What Are the Benefits? Moving to ICCP as a standard protocol increases flexibility and capability and allows retrieval of far more information from substations. It can be challenging to cite specific, tangible benefits of migrating toward standard, open protocols, but the technological advantages coupled with the avoided costs of troubleshooting and maintaining older protocols will stand us in good stead over the coming decades.

Industry observers seem to agree. They note that in a time when the business environment for utilities is typified by rapid change, the ability to feed data into an EMS via open, standard protocols is a major benefit. Systems such as these are less proprietary, more modular and more easily enhanced and altered over time.

Ron Bijoch, manager of Real Time Systems Planning and Projects, has been employed by Northern States Power Co. for more than 18 years. He holds the BS degree in computer science from the University of Minnesota and has been an active participant in numerous electric utility industry forums.

Early on, it was determined that a standard protocol developed with input from a group of interested parties was necessary to provide newly required data manipulation capabilities. The Inter-Control Center Communications Protocol (ICCP) was the result of an effort by power utilities, major data exchange protocol support groups, Electric Power Research Institute (EPRI), consultants and a number of SCADA/EMS vendors to develop this comprehensive, international standard.
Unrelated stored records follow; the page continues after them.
PR #709, opened 2019-04-28
Remove existing vehicles & peds when creating script objects

danhedron:
Unreferenced objects should be erased if a script is creating an object that would intersect with it.

This fixes the current issue with the intro where 8-ball and the Kuruma are duplicated.

### DIFF
--- a/rwengine/src/engine/GameWorld.cpp
+++ b/rwengine/src/engine/GameWorld.cpp
@@ -1006,31 +1006,9 @@ bool GameWorld::isRaining() const {
 void GameWorld::clearObjectsWithinArea(const glm::vec3 center,
                                        const float radius,
                                        const bool clearParticles) {
-    bool skipFlag = false;
-
     // Vehicles
     for (auto& obj : vehiclePool.objects) {
-        skipFlag = false;
-
-        // Skip if it's the player or owned by player or owned by mission
-        if (obj.second->getLifetime() == GameObject::PlayerLifetime ||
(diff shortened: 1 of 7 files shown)


rwengine/src/engine/GameWorld.cpp
```diff
@@ -1066,6 +1042,28 @@ void GameWorld::clearObjectsWithinArea(const glm::vec3 center,
     // explosions, remove all projectiles
 }
 
+std::vector<GameObject *>
+GameWorld::findOverlappingObjects(const glm::vec3 &center,
+                                  float radius) const {
+    std::vector<GameObject*> overlapping;
+
+    auto checkObjects = [&](const auto& objects) {
```
ShFil119: nit: `constexpr`?

rwengine/src/objects/VehicleObject.cpp
```diff
@@ -643,6 +643,21 @@ float VehicleObject::getVelocity() const {
...
+    }
+
+    for (auto& seat : seatOccupants) {
+        auto character = static_cast<CharacterObject*>(seat.second);
+
+        if (!character->canBeRemoved())
+            return false;
+    }
+
+    return true;
```
ShFil119: nit: it should be doable in one line, something like: `return GameObject::canBeRemoved() && !std::any_of(...)`

rwengine/src/engine/GameWorld.cpp
danhedron: not a constant expression

PR #509, opened 2024-10-16
Make ApolloStore an open extensible class, and its previously-internal dependencies public

lincolnq:
(This is in reference to https://github.com/apollographql/apollo-ios/issues/3461, which I filed earlier today.)

The goal of this PR is: Make it easier to customize behavior of the Apollo normalized cache.

Currently, ApolloStore is a concrete class depended-on by lots of Apollo internals. It's not marked open, nor is it a protocol, so in practice there is no way without modifying Apollo code for applications to customize the store behavior.

With this PR, it is still necessary to use `@_spi(Execution)` for overriding particularly fiddly bits of ApolloStore behavior. I think this is probably a good thing to help users understand that they're digging deep into the internals, while still allowing us to customize the behavior we want.

Feedback is welcome. In particular I'm not sure whether to do what Android does and make ApolloStore a protocol and rename the current `ApolloStore` to `DefaultApolloStore`. I can make that change too if desired.

---

Feel free to skip the below, but here's some more context about the why:

My specific use-case is one that has been touched-on/requested a number of places (https://github.com/apollographql/apollo-ios/issues/3319, https://github.com/apollographql/apollo-ios/issues/892, https://github.com/apollographql/apollo-ios/issues/3216: make the Apollo cache accept missing values for nullable fields as null, rather than failing to parse them.) While Apollo team has resisted adding a flag, if ApolloStore were extensible I could implement the behavior I want myself without forking all of apollo-ios.

This example is what I was trying to write, impossible (as far as I can tell) without making ApolloStore extensible. It's just an ApolloStore that passes `.allowForOptionalFields` to the `GraphQLSelectionSetMapper` during load:

```swift
import Foundation
import ApolloAPI
@_spi(Execution) import Apollo

public class MyApolloStore: ApolloStore {
    override open func load<Operation: GraphQLOperation>(
        _ operation: Operation,
        callbackQueue: DispatchQueue? = nil,
        resultHandler: @escaping GraphQLResultHandler<Operation.Data>
    ) {
        withinReadTransaction({ transaction in
            let (data, dependentKeys) = try transaction.readObject(
                ofType: Operation.Data.self,
                withKey: CacheReference.rootCacheReference(for: Operation.operationType).key,
                variables: operation.__variables,
                accumulator: zip(GraphQLSelectionSetMapper<Operation.Data>(handleMissingValues: .allowForOptionalFields),
                                 GraphQLDependencyTracker())
            )

            return GraphQLResult(
                data: data,
                extensions: nil,
                errors: nil,
                source: .cache,
                dependentKeys: dependentKeys
            )
        }, callbackQueue: nil, completion: resultHandler)
    }
}

```

### DIFF
--- a/apollo-ios/Sources/Apollo/ApolloStore.swift
+++ b/apollo-ios/Sources/Apollo/ApolloStore.swift
@@ -21,11 +21,11 @@ public protocol ApolloStoreSubscriber: AnyObject {
 }
 
 /// The `ApolloStore` class acts as a local cache for normalized GraphQL results.
-public class ApolloStore {
-  private let cache: any NormalizedCache
-  private let queue: DispatchQueue
+open class ApolloStore {
+  public let cache: any NormalizedCache
+  public let queue: DispatchQueue
 
-  internal var subscribers: [any ApolloStoreSubscriber] = []
+  open var subscribers: [any ApolloStoreSubscriber] = []
 
   /// Designated initializer
   /// - Parameters:
@@ -36,7 +36,7 @@ public class ApolloStore {
     self.queue = DispatchQueue(label: "com.apollographql.ApolloStore", attributes: .concurrent)
   }
 
-  fileprivate func didChangeKeys(_ changedKeys: Set<CacheKey>, identifier: UUID?) {
+  open func didChangeKeys(_ changedKeys: Set<CacheKey>, identifier: UUID?) {
     for subscriber in self.subscribers {
       subscriber.store(self, didChangeKeys: changedKeys, contextIdentifier: identifier)
     }
@@ -47,7 +47,7 @@ public class ApolloStore {
   /// - Parameters:
   ///   - callbackQueue: The queue to call the completion block on. Defaults to `DispatchQueue.main`.
   ///   - completion: [optional] A completion block to be called after records are merged into the cache.
-  public func clearCache(callbackQueue: DispatchQueue = .main, completion: ((Result<Void, any Swift.Error>) -> Void)? = nil) {
+  open func clearCache(callbackQueue: DispatchQueue = .main, completion: ((Result<Void, any Swift.Error>) -> Void)? = nil) {
     queue.async(flags: .barrier) {
       let result = Result { try self.cache.clear() }
       DispatchQueue.returnResultAsyncIfNeeded(
@@ -65,7 +65,7 @@ public class ApolloStore {
   ///                 to assist in de-duping cache hits for watchers.
   ///   - callbackQueue: The queue to call the completion block on. Defaults to `DispatchQueue.main`.
   ///   - completion: [optional] A completion block to be called after records are merged into the cache.
-  public func publish(records: RecordSet, identifier: UUID? = nil, callbackQueue: DispatchQueue = .main, completion: ((Result<Void, any Swift.Error>) -> Void)? = nil) {
+  open func publish(records: RecordSet, identifier: UUID? = nil, callbackQueue: DispatchQueue = .main, completion: ((Result<Void, any Swift.Error>) -> Void)? = nil) {
     queue.async(flags: .barrier) {
       do {
         let changedKeys = try self.cache.merge(records: records)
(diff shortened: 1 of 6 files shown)


AnthonyMDev:
Thanks for this PR! I haven't had time to review this in detail yet, but I wanted to let you know that I'm working on Apollo 2.0 to support the Swift 6 Concurrency Model, and one of the big features I'm currently planning on designing is this.

Once I have a better idea of the design, I'll be updating the [2.0 RFC](https://github.com/apollographql/apollo-ios/issues/3411) with more information. I will definitely be looking at this PR in greater detail for inspiration as I iterate on the design for this in 2.0.

AnthonyMDev:
Thanks for following up @lincolnq. I just took a loot at the PR.

I'd like to allow my colleagues @calvincestari and @BobaFetters the chance to comment on this, but my inclination is towards rejecting this PR. While I do understand your needs are valid here, this is exposing a _lot_ of APIs publicly that are not really intended for public consumption.

We do want to expose a lot more extensibility in the caching mechanisms, but to be honest, a lot of these APIs are not really well designed, especially not for extensibility. We take great care to design our public APIs well and document them thoroughly.  All of these internals are very difficult to use and expose lots of possibilities for bugs if not used correctly.

A lot of these internal pieces are not set up for extensibility. They are interacting with other internals that expect them to work _exactly_ how they currently work. If you are able to manage your customizations in a way that doesn't break anything, that's great, but unless we do a lot of work to account for possible changes in behaviors people could create, this isn't appropriate to actually be public. 

From experience, every time we expose a new feature or customization point, we inevitably get a number of new requests from users who want to use it in different ways we didn't account for. These APIs are already very sensitive to change and weren't designed with end users in mind. I'm concerned this PR would just open a big can of worms for us.

This also makes it a lot harder for us to make improvements or changes in the future without making breaking changes. Some of the things you are exposing have changed internally quite a lot, and I expect will continue to change in ways that would be breaking if they were public APIs. Keeping them private allows us to safely iterate on them.

> Right now I'm maintaining a fork to add this feature, but I don't really want to keep doing that 

I do understand the frustrations that causes with staying up to date with other changes to the repo, but unfortunately, I'd recommend you keep using your own fork for these changes. Part of the value of open source is that you are welcome to do anything you want with the code, but if we make this part of the public API, we are then beholden to support users who are using them in ways that we are not currently prepared to support.

The right approach to this is to design a better, more extensible public API surface that we actually feel good about exposing to users and are prepared to support going forward. And that is something we're working on for 2.0 and beyond.

lincolnq:
Ok, sad to hear it but glad we're having the discussion.

Apollo Android uses an [interface for `ApolloStore`](https://github.com/apollographql/apollo-kotlin/blob/5736f7cbf9f7802d8bae8675fcc8f5195a61db33/libraries/apollo-normalized-cache/src/commonMain/kotlin/com/apollographql/apollo/cache/normalized/ApolloStore.kt) and then [an internal impl of `DefaultApolloStore`](https://github.com/apollographql/apollo-kotlin/blob/5736f7cbf9f7802d8bae8675fcc8f5195a61db33/libraries/apollo-normalized-cache/src/commonMain/kotlin/com/apollographql/apollo/cache/normalized/internal/DefaultApolloStore.kt).

It's a lot less useful for my purposes, but I would still have less 'surface area' to copy, if ApolloStore was similarly a protocol instead of a concrete class. I haven't looked into how difficult it would be, but it would at least be possible, if iOS made the same change. Would you be more open to a PR that made ApolloStore into an interface?

calvincestari:
I agree with @AnthonyMDev. I'm also not comfortable with the number of internal APIs that need to be exposed, particularly around the executor. I would prefer taking a look at redesigning this with 2.0 or shortly thereafter with the idea of extensibility from the start. Making the proposed changes might open what we have now but it's not what the design was intended for which increases the maintenance cost.

We do appreciate the contribution @lincolnq but for now I'm going to close this PR.

ediazest:
>The right approach to this is to design a better, more extensible public API surface that we actually feel good about exposing to users and are prepared to support going forward. And that is something we're working on for 2.0 and beyond.

Hello @AnthonyMDev ! I would like to resurface this conversation as we are planning the update to Apollo 2.0. I can see in the new implementation that [ApolloStore](https://github.com/apollographql/apollo-ios-dev/blob/0b2eece8e08ba1e577df8976c41c1216fcb926a3/apollo-ios/Sources/Apollo/Caching/ApolloStore.swift#L152) still loads from the cache without allowing missing values and I don't immediately see a way of extending the current behaviour. 

Using the new API design, is there a way of customising the behaviour of the Apollo normalised cache?

PR #514, opened 2024-10-18
feat(apollo-ios-codegen): Stable sort schema types for SchemaMetadata

asmundg:
In some cases, the order of parsed types come out differently on different systems (unclear why). This creates problems in some situations where we're checking in the generated SchemaMetadata files, as we continuously flip back and forth between two orderings, generating git diffs.

By sorting the parsed types, we guarantee that their order is stable and no unnecessary diffs are introduced.

### DIFF
--- a/Tests/ApolloCodegenTests/CodeGenIR/IRInputObjectTests.swift
+++ b/Tests/ApolloCodegenTests/CodeGenIR/IRInputObjectTests.swift
@@ -25,7 +25,7 @@ class IRInputObjectTests: XCTestCase {
 
   func buildSubject() async throws {
     let ir: IRBuilder = try await .mock(schema: schemaSDL, document: document)
-    subject = ir.schema.referencedTypes.inputObjects.first!
+    subject = ir.schema.referencedTypes.inputObjects[1]
   }
 
   // MARK: - Tests
--- a/apollo-ios-codegen/Sources/GraphQLCompiler/GraphQLSchema.swift
+++ b/apollo-ios-codegen/Sources/GraphQLCompiler/GraphQLSchema.swift
@@ -19,7 +19,8 @@ protocol GraphQLSchemaType: JavaScriptReferencedObject {
 
 }
 
-public class GraphQLNamedType: JavaScriptReferencedObject, @unchecked Sendable, Hashable, CustomDebugStringConvertible, GraphQLNamedItem {
+public class GraphQLNamedType: 
+  JavaScriptReferencedObject, @unchecked Sendable, Hashable, CustomDebugStringConvertible, GraphQLNamedItem {
   public let name: GraphQLName
 
   public let documentation: String?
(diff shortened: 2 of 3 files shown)


asmundg:
I'm not sure what's going on here, and I'm struggling to produce a minimal repo. But I have two machines that consistently produce a different ordering of the types in the schema loaded by the frontend (compilationResult.referencedTypes) in IRBuilder.

Tests/ApolloCodegenTests/CodeGenIR/IRInputObjectTests.swift
```diff
@@ -25,7 +25,7 @@ class IRInputObjectTests: XCTestCase {
 
   func buildSubject() async throws {
     let ir: IRBuilder = try await .mock(schema: schemaSDL, document: document)
-    subject = ir.schema.referencedTypes.inputObjects.first!
+    subject = ir.schema.referencedTypes.inputObjects[1]
```
BobaFetters, line 28: Why would we change this to the second object of the array instead of the first?

BobaFetters:
I'm surprised this issue hasn't been raised before, can you provide more info about the 2 machines where you see the differences? Such as processor type, os versions, maybe xcode versions between the machines etc? Would be useful to help understand the underlying cause of the issue.

I'm not opposed to having this be sorted though, would make that file more readable, not sure if there are any potential complications of this you can think of @AnthonyMDev ? I supposed this would cause a change for diff purposes for all users the first time they ran it.

apollo-ios-codegen/Sources/GraphQLCompiler/GraphQLSchema.swift
```diff
@@ -59,6 +59,10 @@ public class GraphQLNamedType:
     return lhs.name == rhs.name
   }
 
+  public static func < (lhs: GraphQLNamedType, rhs: GraphQLNamedType) -> Bool {
```
AnthonyMDev, line 62: I don't think adding `Comparable` to this type is appropriate. I'd rather we just a sort function at the call site in the template.

AnthonyMDev:
Yeah, it's very odd that this is happening, but I'm not opposed to sorting the types before generation. Yes, there will be a diff for existing users, but it won't be a breaking change.

Tests/ApolloCodegenTests/CodeGenIR/IRInputObjectTests.swift
asmundg: Because when the types are sorted, `Input` is the second type in referencedTypes, instead of first.

asmundg:
> I'm surprised this issue hasn't been raised before, can you provide more info about the 2 machines where you see the differences? Such as processor type, os versions, maybe xcode versions between the machines etc? Would be useful to help understand the underlying cause of the issue.

Unclear, I mainly observed a diff between my Macbook and our internal CI system where I don't have full clarity on the environment. But I found some other devs with slightly different hardware that get the alternate type order. I can see if I can do a more thorough comparison between the systems.

BobaFetters (approved):
I think this looks good, thanks for the contribution!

In September 1991, the Utility Communications Specification Working Group was formed to: - Develop the protocol specification and a prototype implementation for testing. - Submit the specification for standardization. - Perform inter operability tests among the developing vendors.

The Utility Communications Specification Working Group submitted ICCP to the International Electrotechnical Council (IEC) Technical Committee 57, chartered with developing standards for power systems control and associated data communications, as a proposed protocol standard in 1994/95.

The first successful implementations of ICCP between SCADA/EMS control centers occurred in late 1995. This led to further expansion and allowed communications and data exchange over wide-area networks, between utility control centers, utilities, power pools, regional control centers and non-utility generators. By 1996, ICCP's position as an emerging standard had solidified, and U.S. utilities accepted it as the preferred means of communication for control centers. "We say control centers, but it really goes beyond that," said Dave Becker, manager, Control Center Technologies, EPRI. Becker continues, "Wherever you need real-time data ICCP is the protocol of choice." In 1997 ICCP was approved as an IEC/ISO international standard.

In November 1996, North American Electric Reliability Council (NERC) recognized the need for a network to send real-time data and tie together all its regions. NERC's adoption of ICCP catalyzed the growing adoption of ICCP and solidified its position as a standard in the industry. In October 1997, the Union for the Coordination, Production, and Transmission of Electricity accepted ICCP for the European energy community.